Of course, you’ll want to promote this ahead of time, of course on both your Facebook pages, to get maximum reach.

5. Do a “Boiler Room” at home

Boiler Room
Set up your DJ kit, have some friends over for a few drinks, and turn that into a broadcast.

Throw a party in your flat and film it. It doesn’t have to be an all-night rager, just having a few friends around moving to your tunes could make for an interesting Facebook Live event that’ll get shares. Set your DJ controller and laptop on a desk, place your phone or tablet on a tripod, and have your guests behind you, Boiler Room-style. Make it a BYOB (bring your own booze) and pot luck evening, and your costs will be next to nil.
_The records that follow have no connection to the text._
PR #692, opened 2020-11-09
Lattice NX PLL Support

davidcorrigan714:
Adding support for the PLL blocks in the Lattice NX chips. Most of the work was in understanding how the analog parameters are calculated based on the Lattice IP Generator source which is published under their reference design license. The algorithms were reimplemented and results compared against the reference designs.

There seems to be some timing constraint issues with clocks generated through the PLL block. There's a workaround in the PLL code which creates new clocks on the PLL output pins instead of referencing the input clock, but I'm hoping that either Lattice responds to my inquiries on the matter, or the next release of Radiant either fixes the issues or provides more documentation on the matter.

### DIFF
--- a/litex/soc/cores/clock_nxpll.py
+++ b/litex/soc/cores/clock_nxpll.py
@@ -1,0 +1,424 @@
+#
+# This file is part of LiteX.
+#
+# Copyright (c) 2020 David Corrigan <davidcorrigan714@gmail.com>
+# SPDX-License-Identifier: BSD-2-Clause
+
+from collections import namedtuple
+import logging
+import math
+import pprint
+from math import log, log10, exp, pi
+from cmath import phase
+
+from migen import *
+
+from litex.soc.cores.clock import register_clkin_log, create_clkout_log, compute_config_log
+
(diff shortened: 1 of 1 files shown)


davidcorrigan714:
This PR should be accepted alongside [this PR](https://github.com/litex-hub/litex-boards/pull/121) as the boards will break if only one is accepted.

enjoy-digital:
Thanks a lot @davidcorrigan714, that's merged.

enjoy-digital:
@davidcorrigan714: just for info, to ease maintenance and future additions, i created a clock directory, moved the code to it and split it with: https://github.com/enjoy-digital/litex/commit/14e196ab5d97ad347343154a81d70c950f3f5c76 So your code has been moved to` litex.soc.cores.clock.lattice_nx` and I also re-integrated `NXOSCA` into it. `__init__.py` provides a compatibility layer, so the targets don't need to be updated expect the crosslink_nx_evn that has been updated with https://github.com/litex-hub/litex-boards/commit/afe44e2bd6e31159f091c2ae20247bc3352815be.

Social savvy tip: No need to make your space look like a club – keep it real, but do keep it interesting enough as well. Christmas lights / DJ lighting, a projector running visuals in the background, or even a tiny disco ball would add visual focal points to spruce up an otherwise drab apartment.


As with any social media effort, authenticity is key – showing who you are as a DJ is what people are interested in apart from just hearing the tunes you spin.

The idea behind a live broadcast is you’re getting a glimpse of the person on camera, warts and all. One of the main reasons why people would want to watch a Facebook Live video of you compared to, say, a YouTube clip, is that they’re able to see you in a raw, unedited, and unfiltered way.

Your Facebook Live broadcasts won’t be perfect, and they shouldn’t be. You don’t have to speak in immaculate English, be dressed a certain way, or have a specific accent – you just have to be you. This is exactly why Facebook Live is a great way to engage with your audience: you can be unapologetically yourself, and authenticity speaks volumes. Broadcasting live and picking one of our five listed content types lets people experience you for who you are, not just listen to the tunes that you spin.